Serai’s Jody Freeman shares her conversation with Zab Maboungou and Elli Miller Maboungou of Compagnie Danse Nyata Nyata, Montréal’s contemporary dance company founded by Zab more than 30 years ago, about the inheritance of the drum and the complex rhythms from Congo, West Africa and beyond. Reflections on the colonial suppression of traditional drums and subsequent denigration of the complexity and richness of what is encoded in their rhythms run through this exchange. As a contemporary jazz percussionist and Nyata Nyata drummer, Elli takes up the baton, exploring and honouring his Congolese instruments and their source.  His dancer-choreographer-philosopher mother explains it this way: “… since the rhythms are very organized and codified, they’re complex. That’s why I tell people we’ve had algorithms for a long time – they are there in the drums… But what’s amazing is that rhythm is infinitely creative… Rhythm is about time. That’s the circularity, the infinite, you know?”

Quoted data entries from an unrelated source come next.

PR #360, opened 2021-06-24
Replace sklearn with scikit-learn

hugovk:
The sklearn package is a wrapper around scikit-learn, and sklearn will be removed at some point, starting with brownouts.

Instead, use scikit-learn directly.

See https://github.com/scikit-learn/scikit-learn/issues/8215 for more info.


hugovk:
See https://github.com/jsonpickle/jsonpickle/pull/361 to fix the CI.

Johanne Ricard discovered stone sculpture in Carrare, Italy while completing her bachelor’s in visual arts. In the presented pieces with musical themes, Ricard explores the influence (and legacy) of her father, a musical director and teacher, through the perhaps unexpected medium of stone sculpture. The spiraling, curved forms and traced etches (at times geometric) are evocative of sounds, flora, the body, and musical concepts and instruments, sometimes abstractly and sometimes explicitly. Ricard states “Liées à mon histoire familiale, plusieurs de mes œuvres portent l’empreinte de la musique.” Thanks to Chantal Mantha and Karine Ricard for helping revise the French in this piece.

Poet and activist Ilona Martonfi’s incisive poetry in this issue juxtaposes sobering incidents with the lifeforce of traditional folk music. In The Orangery, the protagonist’s ritual of cleansing and emerging from a dark episode is contrasted with a Sicilian folk song about “love” with a refrain about flowers. Images in The Lundu prod the reader to consider the realities of the people behind the folk music and dance in Brazil. Traditions are turned askew in this new light.

Emerging writer Sophie Gazarian provides us with a beautiful story of a family’s relation to the waxing and waning of music, noise, and sound. The intimate journey traces a landscape of sonic abundance as well as deprivation as each member rejoices and tolerates in turn. This legacy of sound and silence reaches beyond the simple story as the protagonist states, “My father always said that the first stories were told in song: the chirp of birds, the hum of insects in the summer heat, and the whistle of high winds through the trees. Before humans created their spoken and written languages, they found other ways of telling tales.”

And thinking of silences, in Joseph Kary’s quiet and introspective photo essay on musicians he asks us to contemplate the “music between two notes.” His images, frozen in time, allow us to scrutinize “musicians in the instants within the music, the moment’s pause that captures the whole.” We get to reflect on how many such moments manifest the root of musical momentum.

Some people are transported by such momentum, and metamorphose the beats and tempo to germinate their own creative offerings. Playwright and poet, Serai’s own Rana Bose takes us on a personal account of his poetry process. Sounds, pulses, basslines and beats all inform his spontaneous artistic practice, and we tumble, dance and shuffle along with him in this rhythmic rumination.

We hope you enjoy this issue of Montréal Serai. Our contributors prove that even “just music” is humming with so much more.

Prasun Lala and Jody Freeman (co-editors)

 

 


Prasun Lala is an associate editor at Serai and is an avid music consumer just because….

Serai editor Jody Freeman is a member of Ensemble Scholastica, a women’s vocal ensemble specializing in medieval music.